[Work task] Below are records; quote them exactly from the first line through the line that contains "## Breaking Changes".

───── Records provided ─────

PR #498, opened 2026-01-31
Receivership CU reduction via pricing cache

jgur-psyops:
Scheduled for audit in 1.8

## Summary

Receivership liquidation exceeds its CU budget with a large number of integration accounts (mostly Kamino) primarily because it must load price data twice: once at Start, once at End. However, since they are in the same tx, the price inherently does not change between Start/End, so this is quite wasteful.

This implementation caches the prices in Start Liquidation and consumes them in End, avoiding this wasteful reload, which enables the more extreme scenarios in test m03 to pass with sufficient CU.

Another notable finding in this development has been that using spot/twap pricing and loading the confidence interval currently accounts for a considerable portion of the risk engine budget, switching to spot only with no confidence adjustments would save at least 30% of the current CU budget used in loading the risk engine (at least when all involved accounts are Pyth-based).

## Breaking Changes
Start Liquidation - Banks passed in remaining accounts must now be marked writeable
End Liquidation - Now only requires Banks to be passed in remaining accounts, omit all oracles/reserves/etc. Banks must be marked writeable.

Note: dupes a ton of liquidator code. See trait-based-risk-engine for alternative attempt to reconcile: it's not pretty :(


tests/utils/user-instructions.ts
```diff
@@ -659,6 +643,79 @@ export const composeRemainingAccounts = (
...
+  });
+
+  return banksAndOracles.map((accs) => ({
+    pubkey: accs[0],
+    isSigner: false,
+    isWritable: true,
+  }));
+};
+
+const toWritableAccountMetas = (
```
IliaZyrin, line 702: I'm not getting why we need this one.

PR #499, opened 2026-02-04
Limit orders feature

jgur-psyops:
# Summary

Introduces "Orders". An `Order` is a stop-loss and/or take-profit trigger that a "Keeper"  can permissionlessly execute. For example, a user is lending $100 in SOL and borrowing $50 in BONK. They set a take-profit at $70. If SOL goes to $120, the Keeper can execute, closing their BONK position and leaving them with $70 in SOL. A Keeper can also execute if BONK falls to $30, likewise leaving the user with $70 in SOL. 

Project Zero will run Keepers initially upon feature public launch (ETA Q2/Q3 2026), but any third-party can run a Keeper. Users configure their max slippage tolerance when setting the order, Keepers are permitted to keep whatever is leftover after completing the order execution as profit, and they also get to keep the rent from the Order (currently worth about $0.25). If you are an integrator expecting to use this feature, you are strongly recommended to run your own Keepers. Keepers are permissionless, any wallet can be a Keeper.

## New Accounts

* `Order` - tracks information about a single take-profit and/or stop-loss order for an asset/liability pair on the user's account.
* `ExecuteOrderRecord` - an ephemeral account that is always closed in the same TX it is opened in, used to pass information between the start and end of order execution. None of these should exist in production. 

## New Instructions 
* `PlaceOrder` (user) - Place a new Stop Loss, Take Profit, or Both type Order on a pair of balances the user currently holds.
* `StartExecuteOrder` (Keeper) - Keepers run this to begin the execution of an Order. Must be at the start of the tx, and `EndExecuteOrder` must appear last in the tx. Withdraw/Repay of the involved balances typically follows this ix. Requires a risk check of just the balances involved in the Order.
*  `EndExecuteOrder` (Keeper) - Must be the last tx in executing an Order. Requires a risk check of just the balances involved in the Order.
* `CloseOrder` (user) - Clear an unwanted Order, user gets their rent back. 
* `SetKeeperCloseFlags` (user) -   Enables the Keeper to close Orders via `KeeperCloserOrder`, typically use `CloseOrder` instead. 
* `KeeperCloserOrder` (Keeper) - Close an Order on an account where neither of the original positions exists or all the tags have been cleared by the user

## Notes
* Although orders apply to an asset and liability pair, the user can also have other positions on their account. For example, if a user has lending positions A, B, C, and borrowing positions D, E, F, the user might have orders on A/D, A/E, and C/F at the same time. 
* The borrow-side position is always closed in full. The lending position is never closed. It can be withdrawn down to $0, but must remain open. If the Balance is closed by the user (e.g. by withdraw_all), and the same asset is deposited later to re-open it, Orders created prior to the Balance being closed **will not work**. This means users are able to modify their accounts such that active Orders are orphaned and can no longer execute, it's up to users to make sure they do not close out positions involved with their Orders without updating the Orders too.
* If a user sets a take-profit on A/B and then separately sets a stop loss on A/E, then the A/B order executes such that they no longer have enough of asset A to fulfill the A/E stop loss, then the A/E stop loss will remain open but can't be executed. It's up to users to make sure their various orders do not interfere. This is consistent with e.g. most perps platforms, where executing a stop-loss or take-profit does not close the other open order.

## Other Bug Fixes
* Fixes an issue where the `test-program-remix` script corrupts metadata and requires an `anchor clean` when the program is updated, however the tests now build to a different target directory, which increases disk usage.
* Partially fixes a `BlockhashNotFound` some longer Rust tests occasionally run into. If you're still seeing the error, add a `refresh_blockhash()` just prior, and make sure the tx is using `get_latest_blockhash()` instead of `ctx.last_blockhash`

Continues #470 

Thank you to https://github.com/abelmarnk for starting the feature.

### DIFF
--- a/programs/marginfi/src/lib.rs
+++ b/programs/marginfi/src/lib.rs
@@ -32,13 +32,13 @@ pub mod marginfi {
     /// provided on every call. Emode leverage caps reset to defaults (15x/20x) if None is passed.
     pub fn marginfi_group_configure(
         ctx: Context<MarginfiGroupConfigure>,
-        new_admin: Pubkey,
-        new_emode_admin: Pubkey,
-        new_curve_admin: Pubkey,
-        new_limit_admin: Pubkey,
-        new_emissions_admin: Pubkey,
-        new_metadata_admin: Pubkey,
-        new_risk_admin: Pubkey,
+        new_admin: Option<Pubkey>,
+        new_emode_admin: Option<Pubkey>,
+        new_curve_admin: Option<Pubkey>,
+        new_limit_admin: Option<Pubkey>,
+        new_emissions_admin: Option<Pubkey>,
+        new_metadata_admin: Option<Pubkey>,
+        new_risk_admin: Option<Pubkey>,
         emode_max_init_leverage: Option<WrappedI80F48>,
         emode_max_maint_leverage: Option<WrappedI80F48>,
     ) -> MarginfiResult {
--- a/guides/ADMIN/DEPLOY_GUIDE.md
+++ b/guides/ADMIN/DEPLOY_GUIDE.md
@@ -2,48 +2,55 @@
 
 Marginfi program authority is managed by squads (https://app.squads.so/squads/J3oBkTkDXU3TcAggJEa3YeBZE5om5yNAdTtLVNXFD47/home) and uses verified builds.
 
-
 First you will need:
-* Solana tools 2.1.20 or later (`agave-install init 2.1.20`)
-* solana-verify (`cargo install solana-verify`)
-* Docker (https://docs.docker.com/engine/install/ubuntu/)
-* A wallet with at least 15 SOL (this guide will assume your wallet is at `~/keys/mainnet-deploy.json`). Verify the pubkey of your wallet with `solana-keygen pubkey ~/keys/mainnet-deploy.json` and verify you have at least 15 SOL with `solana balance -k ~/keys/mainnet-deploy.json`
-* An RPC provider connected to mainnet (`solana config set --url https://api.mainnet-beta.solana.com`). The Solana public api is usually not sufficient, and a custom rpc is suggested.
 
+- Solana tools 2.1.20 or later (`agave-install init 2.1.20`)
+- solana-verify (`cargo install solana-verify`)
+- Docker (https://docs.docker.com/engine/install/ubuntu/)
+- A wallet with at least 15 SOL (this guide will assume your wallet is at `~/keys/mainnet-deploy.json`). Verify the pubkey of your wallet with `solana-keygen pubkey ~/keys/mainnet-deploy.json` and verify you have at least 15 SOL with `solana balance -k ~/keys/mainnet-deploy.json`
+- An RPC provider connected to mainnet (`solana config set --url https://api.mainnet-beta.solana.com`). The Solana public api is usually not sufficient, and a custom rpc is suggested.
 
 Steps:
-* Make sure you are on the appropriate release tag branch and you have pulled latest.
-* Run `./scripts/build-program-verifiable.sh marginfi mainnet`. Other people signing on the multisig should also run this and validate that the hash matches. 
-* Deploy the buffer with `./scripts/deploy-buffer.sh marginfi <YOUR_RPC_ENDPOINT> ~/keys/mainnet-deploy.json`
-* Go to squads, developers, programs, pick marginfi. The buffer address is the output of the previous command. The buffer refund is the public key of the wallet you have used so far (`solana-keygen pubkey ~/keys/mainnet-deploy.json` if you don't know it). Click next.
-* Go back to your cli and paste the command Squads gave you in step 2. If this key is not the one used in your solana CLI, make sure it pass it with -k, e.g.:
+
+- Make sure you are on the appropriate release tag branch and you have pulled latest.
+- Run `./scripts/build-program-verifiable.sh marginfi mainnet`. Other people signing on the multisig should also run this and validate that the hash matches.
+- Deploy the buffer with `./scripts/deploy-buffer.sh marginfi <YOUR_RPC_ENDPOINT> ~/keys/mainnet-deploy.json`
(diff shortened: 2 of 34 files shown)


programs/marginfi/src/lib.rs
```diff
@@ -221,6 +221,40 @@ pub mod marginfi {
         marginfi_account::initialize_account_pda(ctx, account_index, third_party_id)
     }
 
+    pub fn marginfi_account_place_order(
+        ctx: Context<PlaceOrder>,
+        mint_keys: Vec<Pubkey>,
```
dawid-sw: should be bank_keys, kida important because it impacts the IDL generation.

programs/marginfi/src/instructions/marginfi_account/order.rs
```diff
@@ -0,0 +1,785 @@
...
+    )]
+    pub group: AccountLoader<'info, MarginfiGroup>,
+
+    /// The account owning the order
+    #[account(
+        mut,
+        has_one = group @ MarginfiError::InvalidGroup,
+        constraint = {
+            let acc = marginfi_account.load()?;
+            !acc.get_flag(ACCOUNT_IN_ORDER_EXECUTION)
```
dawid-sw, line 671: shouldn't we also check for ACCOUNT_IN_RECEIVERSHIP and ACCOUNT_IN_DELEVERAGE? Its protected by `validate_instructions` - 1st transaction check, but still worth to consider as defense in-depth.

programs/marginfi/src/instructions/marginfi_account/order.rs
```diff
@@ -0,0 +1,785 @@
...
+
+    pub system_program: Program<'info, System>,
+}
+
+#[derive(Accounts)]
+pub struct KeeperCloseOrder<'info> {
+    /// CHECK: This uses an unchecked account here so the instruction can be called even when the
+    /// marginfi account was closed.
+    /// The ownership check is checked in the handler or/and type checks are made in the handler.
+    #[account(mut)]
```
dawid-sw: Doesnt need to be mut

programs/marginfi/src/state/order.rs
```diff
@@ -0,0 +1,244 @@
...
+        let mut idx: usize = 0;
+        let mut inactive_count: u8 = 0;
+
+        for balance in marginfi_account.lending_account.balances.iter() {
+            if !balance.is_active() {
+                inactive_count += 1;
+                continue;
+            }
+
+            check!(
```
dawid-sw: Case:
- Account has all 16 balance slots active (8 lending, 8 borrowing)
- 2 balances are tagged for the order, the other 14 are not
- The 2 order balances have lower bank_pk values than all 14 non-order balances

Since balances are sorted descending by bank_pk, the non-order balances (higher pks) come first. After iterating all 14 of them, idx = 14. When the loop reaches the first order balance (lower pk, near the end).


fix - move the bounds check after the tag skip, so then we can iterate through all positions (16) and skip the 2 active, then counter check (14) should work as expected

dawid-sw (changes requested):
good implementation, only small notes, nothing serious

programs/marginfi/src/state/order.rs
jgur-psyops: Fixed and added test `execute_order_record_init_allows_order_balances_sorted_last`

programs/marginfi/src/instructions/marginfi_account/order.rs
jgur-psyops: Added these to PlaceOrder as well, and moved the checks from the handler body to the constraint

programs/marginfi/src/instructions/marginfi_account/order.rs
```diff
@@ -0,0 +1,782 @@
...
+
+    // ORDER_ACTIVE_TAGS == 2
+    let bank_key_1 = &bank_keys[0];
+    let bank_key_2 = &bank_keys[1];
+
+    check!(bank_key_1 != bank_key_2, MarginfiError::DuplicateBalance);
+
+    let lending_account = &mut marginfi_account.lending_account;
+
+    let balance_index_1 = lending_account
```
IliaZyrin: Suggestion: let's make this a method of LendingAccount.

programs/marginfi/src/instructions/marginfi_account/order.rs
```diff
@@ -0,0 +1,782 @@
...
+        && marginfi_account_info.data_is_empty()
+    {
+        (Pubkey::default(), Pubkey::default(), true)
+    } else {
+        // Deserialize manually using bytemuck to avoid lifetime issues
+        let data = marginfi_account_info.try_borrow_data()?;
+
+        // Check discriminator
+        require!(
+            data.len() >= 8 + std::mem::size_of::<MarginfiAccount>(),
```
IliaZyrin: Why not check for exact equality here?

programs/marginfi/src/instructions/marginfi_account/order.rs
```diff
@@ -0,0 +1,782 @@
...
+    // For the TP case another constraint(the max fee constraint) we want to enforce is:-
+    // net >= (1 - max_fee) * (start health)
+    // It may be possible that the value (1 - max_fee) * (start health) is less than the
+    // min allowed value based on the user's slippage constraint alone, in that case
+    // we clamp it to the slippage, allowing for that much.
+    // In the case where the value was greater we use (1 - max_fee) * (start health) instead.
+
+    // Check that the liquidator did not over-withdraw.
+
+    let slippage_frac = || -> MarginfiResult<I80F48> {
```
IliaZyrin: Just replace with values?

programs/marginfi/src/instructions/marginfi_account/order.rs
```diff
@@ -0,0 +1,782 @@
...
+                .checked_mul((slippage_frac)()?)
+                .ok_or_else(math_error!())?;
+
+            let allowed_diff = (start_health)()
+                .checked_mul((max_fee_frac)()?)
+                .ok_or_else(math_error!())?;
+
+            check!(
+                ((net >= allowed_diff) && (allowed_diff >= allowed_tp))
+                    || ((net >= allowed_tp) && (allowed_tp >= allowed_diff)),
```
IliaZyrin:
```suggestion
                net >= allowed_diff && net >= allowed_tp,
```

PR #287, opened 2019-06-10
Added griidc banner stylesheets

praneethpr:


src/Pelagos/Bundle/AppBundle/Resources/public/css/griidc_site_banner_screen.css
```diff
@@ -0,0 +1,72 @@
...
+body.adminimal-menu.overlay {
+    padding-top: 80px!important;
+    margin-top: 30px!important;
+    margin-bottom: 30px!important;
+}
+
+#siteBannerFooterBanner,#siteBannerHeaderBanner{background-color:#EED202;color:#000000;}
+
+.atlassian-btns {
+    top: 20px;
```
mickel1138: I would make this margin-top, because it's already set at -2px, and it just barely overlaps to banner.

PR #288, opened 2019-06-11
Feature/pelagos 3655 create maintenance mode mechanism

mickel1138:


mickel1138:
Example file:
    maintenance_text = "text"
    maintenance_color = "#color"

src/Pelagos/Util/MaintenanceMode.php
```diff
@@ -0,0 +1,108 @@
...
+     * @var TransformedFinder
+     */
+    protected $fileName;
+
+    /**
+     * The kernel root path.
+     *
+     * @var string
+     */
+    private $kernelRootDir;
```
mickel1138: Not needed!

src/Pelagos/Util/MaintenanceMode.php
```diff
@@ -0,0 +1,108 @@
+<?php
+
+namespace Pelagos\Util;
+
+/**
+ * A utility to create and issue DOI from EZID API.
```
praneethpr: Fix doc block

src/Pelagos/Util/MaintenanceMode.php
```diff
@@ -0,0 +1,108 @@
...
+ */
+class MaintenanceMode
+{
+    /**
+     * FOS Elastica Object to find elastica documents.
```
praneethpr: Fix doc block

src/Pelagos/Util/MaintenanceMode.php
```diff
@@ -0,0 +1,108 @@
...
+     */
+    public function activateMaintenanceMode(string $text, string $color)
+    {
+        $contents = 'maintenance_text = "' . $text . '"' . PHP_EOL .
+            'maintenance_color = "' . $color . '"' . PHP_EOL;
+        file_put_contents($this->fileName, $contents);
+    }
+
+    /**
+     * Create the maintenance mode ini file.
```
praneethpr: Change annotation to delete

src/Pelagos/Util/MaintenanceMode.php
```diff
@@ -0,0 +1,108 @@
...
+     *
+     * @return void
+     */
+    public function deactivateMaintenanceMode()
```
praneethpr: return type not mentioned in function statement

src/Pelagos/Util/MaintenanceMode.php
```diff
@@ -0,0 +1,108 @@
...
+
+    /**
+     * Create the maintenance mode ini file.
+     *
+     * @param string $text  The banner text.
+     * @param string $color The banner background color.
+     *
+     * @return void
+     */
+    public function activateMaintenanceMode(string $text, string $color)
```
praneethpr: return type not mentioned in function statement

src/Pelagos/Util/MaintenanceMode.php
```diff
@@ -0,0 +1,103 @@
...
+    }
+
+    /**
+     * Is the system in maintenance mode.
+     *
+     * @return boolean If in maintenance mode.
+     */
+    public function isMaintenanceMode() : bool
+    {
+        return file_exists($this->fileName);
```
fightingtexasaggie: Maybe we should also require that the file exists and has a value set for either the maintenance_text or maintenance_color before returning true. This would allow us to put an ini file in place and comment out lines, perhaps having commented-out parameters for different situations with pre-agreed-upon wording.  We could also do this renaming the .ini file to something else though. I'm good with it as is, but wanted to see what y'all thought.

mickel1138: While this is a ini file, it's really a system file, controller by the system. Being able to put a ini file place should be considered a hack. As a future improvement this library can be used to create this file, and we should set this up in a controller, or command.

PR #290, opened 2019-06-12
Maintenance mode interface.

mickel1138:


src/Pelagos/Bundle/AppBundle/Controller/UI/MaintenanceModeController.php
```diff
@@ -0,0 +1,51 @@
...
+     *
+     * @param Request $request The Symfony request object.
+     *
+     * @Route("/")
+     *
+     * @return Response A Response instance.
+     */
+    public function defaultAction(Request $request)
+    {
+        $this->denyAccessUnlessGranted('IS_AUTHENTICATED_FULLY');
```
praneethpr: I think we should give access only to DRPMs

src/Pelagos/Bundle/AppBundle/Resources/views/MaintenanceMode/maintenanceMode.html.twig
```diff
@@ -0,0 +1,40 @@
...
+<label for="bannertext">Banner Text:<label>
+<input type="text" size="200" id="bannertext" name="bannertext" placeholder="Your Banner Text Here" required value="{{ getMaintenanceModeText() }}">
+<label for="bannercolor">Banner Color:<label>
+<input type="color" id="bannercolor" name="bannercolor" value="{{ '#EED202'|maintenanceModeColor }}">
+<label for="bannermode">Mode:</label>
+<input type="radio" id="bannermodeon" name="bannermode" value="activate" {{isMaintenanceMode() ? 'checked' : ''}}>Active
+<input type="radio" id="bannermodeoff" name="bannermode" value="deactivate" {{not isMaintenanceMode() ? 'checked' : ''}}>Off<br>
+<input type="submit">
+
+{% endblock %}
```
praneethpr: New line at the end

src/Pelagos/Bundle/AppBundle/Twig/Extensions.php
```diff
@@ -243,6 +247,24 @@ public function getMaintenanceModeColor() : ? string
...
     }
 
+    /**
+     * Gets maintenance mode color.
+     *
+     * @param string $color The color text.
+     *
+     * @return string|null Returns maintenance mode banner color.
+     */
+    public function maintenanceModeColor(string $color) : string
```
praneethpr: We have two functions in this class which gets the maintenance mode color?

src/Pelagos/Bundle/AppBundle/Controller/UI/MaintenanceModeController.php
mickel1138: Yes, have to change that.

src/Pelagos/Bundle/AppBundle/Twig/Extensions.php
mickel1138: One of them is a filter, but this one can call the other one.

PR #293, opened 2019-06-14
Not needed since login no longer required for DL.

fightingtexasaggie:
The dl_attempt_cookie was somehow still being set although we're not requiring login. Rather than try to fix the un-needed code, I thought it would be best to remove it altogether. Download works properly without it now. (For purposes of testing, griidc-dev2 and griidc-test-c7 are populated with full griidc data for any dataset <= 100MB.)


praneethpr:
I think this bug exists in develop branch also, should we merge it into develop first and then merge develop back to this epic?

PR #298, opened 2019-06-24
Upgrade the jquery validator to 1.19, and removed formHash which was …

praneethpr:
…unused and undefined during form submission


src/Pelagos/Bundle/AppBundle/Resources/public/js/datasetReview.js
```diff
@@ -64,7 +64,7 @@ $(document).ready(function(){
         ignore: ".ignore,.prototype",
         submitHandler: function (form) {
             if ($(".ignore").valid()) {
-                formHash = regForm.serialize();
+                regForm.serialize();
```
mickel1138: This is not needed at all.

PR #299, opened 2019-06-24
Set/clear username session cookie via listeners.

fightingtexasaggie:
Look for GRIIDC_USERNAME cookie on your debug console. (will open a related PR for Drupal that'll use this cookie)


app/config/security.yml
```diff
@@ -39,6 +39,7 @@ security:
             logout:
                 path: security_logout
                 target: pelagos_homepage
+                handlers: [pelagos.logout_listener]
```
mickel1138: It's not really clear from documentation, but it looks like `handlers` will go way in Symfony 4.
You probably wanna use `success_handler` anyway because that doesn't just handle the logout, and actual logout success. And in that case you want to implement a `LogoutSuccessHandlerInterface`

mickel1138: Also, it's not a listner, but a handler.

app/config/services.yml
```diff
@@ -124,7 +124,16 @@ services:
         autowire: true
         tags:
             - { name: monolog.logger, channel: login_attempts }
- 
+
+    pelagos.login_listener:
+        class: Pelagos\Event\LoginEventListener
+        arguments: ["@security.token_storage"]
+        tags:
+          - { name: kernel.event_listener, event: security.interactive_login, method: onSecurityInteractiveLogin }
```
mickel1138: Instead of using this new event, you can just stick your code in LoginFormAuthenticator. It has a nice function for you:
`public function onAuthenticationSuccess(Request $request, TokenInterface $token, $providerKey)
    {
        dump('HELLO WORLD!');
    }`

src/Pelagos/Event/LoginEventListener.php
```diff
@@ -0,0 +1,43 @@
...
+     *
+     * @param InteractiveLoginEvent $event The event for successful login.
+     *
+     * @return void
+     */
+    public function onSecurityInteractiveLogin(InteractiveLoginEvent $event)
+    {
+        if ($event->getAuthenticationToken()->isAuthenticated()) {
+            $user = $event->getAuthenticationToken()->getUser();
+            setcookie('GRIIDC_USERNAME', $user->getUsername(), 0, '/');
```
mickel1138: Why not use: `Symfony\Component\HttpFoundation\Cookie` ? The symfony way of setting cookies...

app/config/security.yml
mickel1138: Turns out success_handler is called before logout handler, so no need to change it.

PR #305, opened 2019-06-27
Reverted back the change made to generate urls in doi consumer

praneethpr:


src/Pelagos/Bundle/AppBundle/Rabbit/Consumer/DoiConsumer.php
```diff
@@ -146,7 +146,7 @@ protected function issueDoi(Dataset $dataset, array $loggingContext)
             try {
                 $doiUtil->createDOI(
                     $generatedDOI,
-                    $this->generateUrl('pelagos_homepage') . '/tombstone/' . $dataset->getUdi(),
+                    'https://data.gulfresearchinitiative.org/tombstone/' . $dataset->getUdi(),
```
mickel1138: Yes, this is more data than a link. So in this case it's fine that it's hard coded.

─────

[Task solution]
PR #498, opened 2026-01-31
Receivership CU reduction via pricing cache

jgur-psyops:
Scheduled for audit in 1.8

## Summary

Receivership liquidation exceeds its CU budget with a large number of integration accounts (mostly Kamino) primarily because it must load price data twice: once at Start, once at End. However, since they are in the same tx, the price inherently does not change between Start/End, so this is quite wasteful.

This implementation caches the prices in Start Liquidation and consumes them in End, avoiding this wasteful reload, which enables the more extreme scenarios in test m03 to pass with sufficient CU.

Another notable finding in this development has been that using spot/twap pricing and loading the confidence interval currently accounts for a considerable portion of the risk engine budget, switching to spot only with no confidence adjustments would save at least 30% of the current CU budget used in loading the risk engine (at least when all involved accounts are Pyth-based).

## Breaking Changes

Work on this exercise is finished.